At this crossroads, a16z crypto’s fifth fund shows a thought-provoking stance.
First, in scale. Compared to the $4.5 billion of the fourth fund, the $2 billion target is more than halved. But this may not be retreat; rather, a proactive “leaning down”—abandoning broad sector coverage for a higher-frequency, more targeted approach. Second, the fundraising pace is noticeably “accelerated.” Previous funds typically took one to two years to raise, but the fifth fund plans to close by the first half of 2026. This compression suggests that in the current crypto narrative cycle, being a step behind could mean missing the entire cycle. Faster fundraising means faster deployment. Of course, the most intriguing signal is that all this is happening alongside a16z’s aggressive AI investments.
In fact, a16z itself is a major player in AI. In October 2025, it launched a $10 billion new fund, with $6 billion dedicated to AI; by January 2026, it completed a $15 billion raise, spanning infrastructure, application, and growth funds, with AI and the intersection with crypto listed as core investment areas. In other words, a16z is not indifferent to the AI boom; quite the opposite, it is riding the wave at the crest.
Therefore, the choice of the fifth fund by a16z crypto carries significant signals: within the same parent organization, AI funds chase the wave while crypto funds deepen their position. This “division of labor rather than shift” contrasts subtly with Paradigm’s cross-sector integration and Kyle Samani’s departure—while peers are adding or reducing tracks, a16z chooses to let both legs run independently.
Conclusion
“$2 billion, six-month fundraising cycle, fully focused on blockchain.”
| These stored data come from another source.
PR #296, opened 2021-01-22
Add case in SC migration script where user doesnt already have a SC identityID

hammadj:


hammadj:
instamerging for quick bug fix, feel free to review after

PR #299, opened 2021-01-24
Fixed flashing on load with mobile footer drawer

### LINKED ISSUE #268: [App Drawer] Mobile Issues
There are currently 4 known issues on the mobile app drawer:
~~- When loading MyMeta, the appdrawer quickly flashes as if its open then closes. It should be closed by default & not appearing in a flash like that.~~
~~- The buttons have no titles~~
~~- The crystal still has the blue frame thing~~
- The light blue app drawer background appears over a part of the navigation bar
~~- There is a blue frame around the logo button~~

alalonde:
Resolves #268

### DIFF
--- a/packages/web/components/MobileFooter.tsx
+++ b/packages/web/components/MobileFooter.tsx
@@ -158,8 +158,8 @@ export const MobileFooter: React.FC = () => {
         animate={isOpen ? 'show' : 'hide'}
         transition={{ duration: 0.25 }}
         variants={{
-          show: { opacity: 1, pointerEvents: 'inherit' },
-          hide: { opacity: 0, pointerEvents: 'none' },
+          show: { display: 'block', opacity: 1, pointerEvents: 'inherit' },
+          hide: { display: 'none', opacity: 0, pointerEvents: 'none' },
         }}
         onClick={onClose}
       >


packages/web/components/MobileFooter.tsx
```diff
@@ -158,8 +158,8 @@ export const MobileFooter: React.FC = () => {
         animate={isOpen ? 'show' : 'hide'}
         transition={{ duration: 0.25 }}
         variants={{
-          show: { opacity: 1, pointerEvents: 'inherit' },
-          hide: { opacity: 0, pointerEvents: 'none' },
+          show: { display: 'block', opacity: 1, pointerEvents: 'inherit' },
+          hide: { display: 'none', opacity: 0, pointerEvents: 'none' },
```
dysbulic, line 162: If you're using `display`, do you need `opacity` and `pointerEvents`?

dysbulic, line 162: The advantage to using `opacity` is that it can be animated.

alalonde: pointerEvents probably not. To be clear this PR doesn't attempt to do any refactoring / cleanup which is sorely needed.

dysbulic:
The right way to fix this is to add `style={{ opacity: 0 }}` to the `motion.div`. This causes it to render initially as transparent and avoids a rerender by the animating component.

`display` is a non-animatable property, so you won't get the fade in/out using it.

hammadj (approved):
Approving since it fixes the base problem but agree that the drawer needs a major refactor / rework

dysbulic:
I'm working on switching everything to responsive units currently in `@mymeta/responsive-drawer` which is based off @TheLoneRonin's `@mymeta/drawer-gradient`.

I've included the opacity fix outlined above and the mobile layout looks good except for on a tablet where things are too big.

For the time being, I was considering using the header version on a tablet.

In an era where AI is stealing countless headlines, a16z crypto’s fifth fund offers its own answer. This is not stubbornness ignoring the trend but a firm choice based on long-term vision. When capital races for the next grand narrative, someone must stay and keep cultivating. This $2 billion is not just a fundraising figure but a reassurance to the market: at least, a16z still commits a dedicated team, independent capital, and a resilient track for blockchain through cycles.